Z Nonsensopedii, polskiej encyklopedii humoru

Magazyn Kryminalny 997 (MK 997) – polski program telewizyjny dla dzieci, poświęcony największym zbrodniom dokonanym przez kryminalistów.

Historia

Magazyn Kryminalny 997 został wyemitowany po raz pierwszy 15 października 1986. Od początku wzbudzał on ogromne zainteresowanie Polaków, gdyż po raz pierwszy w historii Polski Ludowej mogli przekonać się, że milicjanci potrafią nie tylko bić manifestantów i wysługiwać się ormowcami podczas kontroli drogowych, ale również łapać kryminalistów. Pierwszym prowadzącym był Jan Płócienniczak, jednak jak w 1990 roku zamieniano milicję na policję to nowym prowadzącym został Michał Fajbusiewicz, noszący legendarną koszulę na krótkich rękawach, która wzbudzała strach nawet wśród gangsterów z Pruszkowa.

W 1993 roku program skrytykował Komendant Główny Policji Zenon Smolarek, który stwierdził, że MK 997 jest instruktażem dla przestępców.

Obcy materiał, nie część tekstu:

PR #477, opened 2018-11-24
Googlification Prevention

aidik:
files containing html comment `<!--prevent googlize -->` will be ignored and not altered by Googlize.


wblock:
I added a version of this in bc2cc15 that works similarly.  It uses a case-insensitive match and allows different types of whitespace in the comment.  Also, the comment swaps the words around: "googlize prevent".  This is to be consistent with the other googlize comments.

PR #479, opened 2018-11-27
54807: Update tasks.rst text about redirect standard output/error:

Mrt134:
HTML build test: no issues.


Mrt134:
Affected image tasks-cron-jobs-add.png is part of screenshot automation and will be updated later.

PR #490, opened 2018-11-30
54954: Add "Enable SMB1 support" field to services.rst

Mrt134:
TrueNAS specific for now, so entry is behind ifdef statements.
Update tn_cifs1b.png


dlavigne:
Why the sysctl? Isn't that what the checkbox does for you?

Mrt134:
I originally had a larger warning in the table, but during review it was noted that this warning box existed and I should link back to it to avoid redundancy and open a ticket to move it (https://redmine.ixsystems.com/issues/60486).

dlavigne:
Right, but why are we telling users to set a sysctl? Isn't that the point of the checkbox? You are linking to this warning from the checkbox which makes a user think that they need to do both.

dlavigne:
Let's remember to use the same wording (and remove the ifdef in master) when we repeat for 11.2-U1.

PR #491, opened 2018-11-30
Update M-Series BSG from review notes (except image changes):

Mrt134:
25% reduction to title page image
Remove redundant word in section 1
Move table of storage controller connectors to after the back panel image.
Move single storage controller warning to after the back panel image.
Fix index entry that was erroneously visible.
PDF build testing: no issues.


wblock:
Overtaken by a rework of the component layout images.  Elements of this work were integrated into that work, though.

PR #497, opened 2018-12-03
Add TrueNAS specific text for the  Network/Interfaces section of netw…

Mrt134:
…ork.rst:

- Add tn_interface.png image and separate from the freenas image with ifdef statements.
- Rework Interface Configuration Settings table to include the TrueNAS specific fields.
- TrueNAS and FreeNAS HTML build testing: no issues.


dlavigne:
Do not merge until after U6.2 is released.

PR #503, opened 2018-12-04
Updated text about adding spare to enctypted pool. Also added new sym…

a-stjohn:
…bol in docs.

HTLM build: no issues
PDF build: no issues


dlavigne:
This still needs a master PR.

PR #510, opened 2018-12-17
Add note about how plugins and jails are updated/upgraded

a-stjohn:


userguide/plugins.rst
```diff
@@ -159,6 +159,11 @@ When a newer version of a plugin becomes available in the official
 repository, update the plugin jail by navigating to the
 :menuselection:`Jails` page and clicking |ui-options| and
 :guilabel:`Update`.
+
+.. note:: Plugins are updated using :samp:`iocage update {UUID} | {NAME}`
+   and upgraded using :samp:`iocage upgrade {UUID} | {NAME} -r {RELEASE}`.
```
skarekrow: plugin upgrades don't supply a RELEASE. iocage upgrade PLUGIN`

userguide/plugins.rst
```diff
@@ -159,6 +159,11 @@ When a newer version of a plugin becomes available in the official
...
+   Manually created jails use :samp:`pkg update` and :samp:`pkg upgrade`.
```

Program zdjęto z anteny, a w jego miejsce emitowano program Dajcie znak życia o ludziach zaginionych oraz specjalne wydanie Panoramy dotyczące wzrostowi przestępczości w Polsce.

Program wrócił na antenę w 1995 roku. Przebudowano studio, rysownicy robili dokładniejsze rysunki, a także wprowadzono stawki edukacyjne, w których Paweł Wawrzecki uczył, jak zagadać do Anny Przybylskiej, przy okazji ostrzegając widzów, czym kończy się zapraszanie nieznanych panienek na noc do hotelu. I tak program emitowano do 2010 roku. Kilka lat później MK 997 wrócił na antenę, ale fani powiedzieli, że to se ne vrati, bo nie ma Pruszkowa, Wołomina, grupy mokotowskiej, a dzisiaj to jest tak bezpiecznie, że nawet nie opłaca się kraść telefonu komórkowego.

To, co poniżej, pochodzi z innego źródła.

PR #515, opened 2018-12-18
Added the physical weight of each system to the warning about team lifting.

sambonham:
Also expanded on the warning message based on feedback from Andrew N.
These changes were based on a request made in https://redmine.ixsystems.com/issues/57330

### DIFF
--- a/userguide/snippets/es24m_rails.rst
+++ b/userguide/snippets/es24m_rails.rst
@@ -52,10 +52,15 @@ click in place. Repeat this process for the second rear rail.
 Mount the Unit in the Rack
 ^^^^^^^^^^^^^^^^^^^^^^^^^^
 
-**Caution: Two people are required to safely lift the chassis for rack
-installation or removal.** Do not install drives until after the
-chassis has been installed in the rack, and remove all drives before
-removing the chassis from the rack.
+.. caution:: The unit weighs about 40 pounds.
+   At least two people are required to safely lift the
+   chassis for rack installation or removal. This process
+   should not be attempted alone as it involves risks and
+   could result in equipment damage or personal injury.
+
+Do not install drives until after the chassis has been installed
+in the rack, and remove all drives before removing
+the chassis from the rack.
 
 Pull the front rack rail forward until it stops. Align the cabinet
 rail with the inside of the front rack rail and slide the cabinet rail
@@ -81,4 +86,3 @@ pushing the unit in until it is flush with the front of the rack.
 
 Anchor the unit in the rack on both sides with the M5x18 screws
 included in the rail kit.
-
--- a/userguide/snippets/es24m_rails.rst
+++ b/userguide/snippets/es24m_rails.rst
@@ -52,11 +52,11 @@ click in place. Repeat this process for the second rear rail.
 Mount the Unit in the Rack
 ^^^^^^^^^^^^^^^^^^^^^^^^^^
 
-.. caution:: The unit weighs about 40 pounds.
-   At least two people are required to safely lift the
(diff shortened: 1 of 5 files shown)


userguide/snippets/es24m_rails.rst
```diff
@@ -52,10 +52,15 @@ click in place. Repeat this process for the second rear rail.
 Mount the Unit in the Rack
 ^^^^^^^^^^^^^^^^^^^^^^^^^^
 
-**Caution: Two people are required to safely lift the chassis for rack
-installation or removal.** Do not install drives until after the
-chassis has been installed in the rack, and remove all drives before
-removing the chassis from the rack.
+.. caution:: The unit weighs about 40 pounds.
```
Mrt134: Spec sheet for ES24 says 40 lbs unloaded, 76 lbs when fully loaded. At minimum, I'd remove "about" -> "The unit weighs 40 pounds." Might want to rework a bit to show the loaded weight too: "The unit weighs 40 pounds empty and 76 pounds when fully loaded with drives."

userguide/snippets/es60.rst
```diff
@@ -139,10 +140,15 @@ rack holes until they lock in place.
 Mount Unit in the Rack
 ~~~~~~~~~~~~~~~~~~~~~~
 
-**Caution: Two people are required to safely lift the chassis for rack
-installation or removal.** Do not install drives until after the
-chassis has been installed in the rack, and remove all drives before
-removing the chassis from the rack.
+.. caution:: The unit weighs about 80 pounds.
```
Mrt134: As above, spec sheet states 85 lbs unloaded and 175 lbs loaded.

userguide/snippets/unified-storage-array.rst
```diff
@@ -168,9 +168,12 @@ in the rack and secure them with 8 #32 thumbscrews.
 
 The %brand% Storage Array can now be installed into the rack.
 
-.. caution:: Two people are required to safely install or remove the
-   %brand% Storage Array in a rack or cabinet.
-
+.. caution:: The unit weighs about 65 pounds.
```
Mrt134: As above, I don't think "about" is necessary.

userguide/snippets/x_rails.rst
```diff
@@ -23,25 +22,26 @@ Install a spring on the silver posts in the side of each rail.
...
 pins on both ends of the rail with the mounting holes in the rack.
 Swing the clamp latch closed to hold the rail in place. Use two of the
 supplied screws to secure the back end of the rail in place. Repeat
 the process for the second rail.
 
-
 .. figure:: images/tn_x_railclamp.png
    :width: 100%
 
+.. caution:: The unit weighs about 30 pounds.
```
Mrt134: Same as above, exact weight from the spec sheet says 26 lbs unloaded, 44 lbs loaded.

userguide/snippets/es24m_rails.rst
Mrt134: Reviewed M-Series BSG and noticed it uses this file for the rack mount instructions too. This caution needs to show weights for both the ES24 and the M-Series.

wblock: There is some margin for error and changes due to packaging.  The "about" is good to show that some variation is expected and the quoted weights should be verified before someone ships one.

wblock:
Nobody knows where the idea to put exact weights came from.  Due to potentially misleading the reader, and because we already have warnings that two people are required to rack a system, I'm closing this PR.  If it is resubmitted, we can follow up with the requester.

PR #520, opened 2018-12-19
Update Storage/Managing Encrypted Pools to better explain ZFS "full disk" encryption.

Mrt134:
Also provide a reference to the Self-Encrypting Drives section.

### DIFF
--- a/userguide/storage.rst
+++ b/userguide/storage.rst
@@ -209,9 +209,12 @@ a pool with encryption:
 * %brand% encryption is different from the encryption used in
   Oracle's proprietary, non-open source version of ZFS.
 
-* In %brand%, entire disks are encrypted, not individual filesystems.
-  Encrypted devices are created from the underlying drives, then the
-  pool is created on top of the encrypted devices.
+* In %brand%, entire disk partitions are encrypted, not individual
+  filesystems. Encrypted devices are created from the underlying drives,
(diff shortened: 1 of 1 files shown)


userguide/storage.rst
```diff
@@ -209,9 +209,12 @@ a pool with encryption:
 * %brand% encryption is different from the encryption used in
   Oracle's proprietary, non-open source version of ZFS.
 
-* In %brand%, entire disks are encrypted, not individual filesystems.
-  Encrypted devices are created from the underlying drives, then the
-  pool is created on top of the encrypted devices.
+* In %brand%, entire disk partitions are encrypted, not individual
+  filesystems. Encrypted devices are created from the underlying drives,
+  then the pool is created on top of the encrypted devices. The drive is
+  not entirely encrypted as there will be a GPT partition used to
```
a-stjohn:
```suggestion
  not entirely encrypted as there is a GPT partition used to
```

wblock: Better for tense, but I think saying "the drive is not entirely encrypted" could lead the reader to think that not all of their data is encrypted.  Explain how it really is: a partition table is created on an unencrypted drive. Data partitions are then created, and encrypted data is stored in those partitions.  These are generally called "encrypted drives", even though the partition table is not encrypted.

PR #888, opened 2019-04-16
NAS-100631: Add text about certificate delete change

Mrt134:
HTMl build test: no issues.


Mrt134:
Closed after discussing with Warren.

PR #925, opened 2019-04-18
Update network reset message

wblock:
NAS-101226


dlavigne:
This one will also need the TN section as the new UI will be an option in 11.3.

PR #952, opened 2019-04-22
NAS-100811: Rework jail update/upgrade and plugin update/upgrade sections:

Mrt134:
Rename plugin update subsection and replace upgrade instructions with a ref to jail upgrade section.
Screenshot updating a plugin and uncomment the image in the text.
Rework the text in jails/update and upgrade section.


userguide/intro.rst
```diff
@@ -155,6 +155,9 @@ These screen options have changed:
   :menuselection:`Network --> Interfaces --> ADD` has been renamed
   to :guilabel:`Description`.
 
+* The :guilabel:`Upgrade` option has been removed from
+  :menuselection:`Plugins --> Installed -->\ ` |ui-options|.
```
wblock: See if escape is necessary here.

Mrt134: nope, looks like it can be removed

PR #982, opened 2019-04-24
NAS-101373 Update all the redmine links to point to Jira.

a-stjohn:
fixed


wblock:
This is an ideal opportunity for a replacement.

PR #1044, opened 2019-05-01
NAS-100572: Update Network/Global Config/Hostname (Virtual) descripti…

Mrt134:
…on to include allowed characters.
TrueNAS HTML build test: no issues.
cherry-pick from #1043


userguide/network.rst
```diff
@@ -94,7 +94,8 @@ but can be changed to meet requirements of the local network.
    |                         |               |                                                                                                   |
    +-------------------------+---------------+---------------------------------------------------------------------------------------------------+
    | Hostname (Virtual)      | string        | Virtual host name. When using a virtualhost, this is also used as the Kerberos principal name.    |
```
a-stjohn: Reorder so the comma isn't there.

```suggestion
   | Hostname (Virtual)      | string        | Virtual host name. This is also used as the Kerberos principal name when using a virtualhost.    |
```

PR #1045, opened 2019-05-01
Add security issue info when using "allow_raw_sockets".

a-stjohn:


userguide/jails.rst
```diff
@@ -488,6 +489,16 @@ of these options.
    +--------------------------+--------------+---------------------------------------------------------------------------------------------------------------------+
 
 
+.. warning::
+   :name: security warning
+
+   :guilabel:`allow_raw_sockets` enables Inernet Control Message
```
wblock: Typo.

userguide/jails.rst
```diff
@@ -488,6 +489,16 @@ of these options.
...
+   Protocol (ICMP) and
```
wblock: It doesn't strictly allow tcpdump, but the use of tcpdump or any other tools that require raw sockets, like nmap.

userguide/jails.rst
```diff
@@ -488,6 +489,16 @@ of these options.
...
+   `tcpdump <https://en.wikipedia.org/wiki/Tcpdump>`__
+   in the jail. This allows access to the raw sockets of the host and
+   poses a security threat.
```
wblock: s/poses/can pose/, but "pose" is a strange verb to use.  How about "can be a security hazard."?
We should also link to something that describes raw sockets more, like https://en.wikipedia.org/wiki/Network_socket#Datagram_socket.

userguide/jails.rst
```diff
@@ -430,7 +430,8 @@ of these options.
    |                          |              | `ping(8) <https://www.freebsd.org/cgi/man.cgi?query=ping>`__ and                                                    |
    |                          |              | `traceroute(8) <https://www.freebsd.org/cgi/man.cgi?query=traceroute>`__                                            |
    |                          |              | require raw sockets to operate inside a jail. When set, the source IP addresses are enforced to comply with the     |
```
wblock: Not at all clear what "the source IP addresses are enforced to comply with the IP address bound to the jail" means.  "Enforced to comply" in particular.

PR #1061, opened 2019-05-09
Revert "NAS-100716: Remove TrueNAS note about alert if system dataset is not …"

Mrt134:
Reverts freenas/freenas-docs#1046


dlavigne:
Why was this reverted? It was correct as-is and now fails testing.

Prawdy wyniesione z rekonstrukcji wydarzeń

  • Morderca może zagrać w rekonstrukcji zbrodni, której dokonał.
  • Hindus porwany przez gang obcinaczy palców woła Jezus Maria.
  • Połowa bandziorów wygląda jak Wyrek z filmu Psy 2. Co za przypadek…
  • Należy uważać na policjantów-sabotażystów wyglądających jak Turbo z filmu Haker, szczególnie gdy rozwiązują sprawę porwania synów bogatych przedsiębiorców.
  • We Włocławku można pokonać czterech złodziei za pomocą jajek.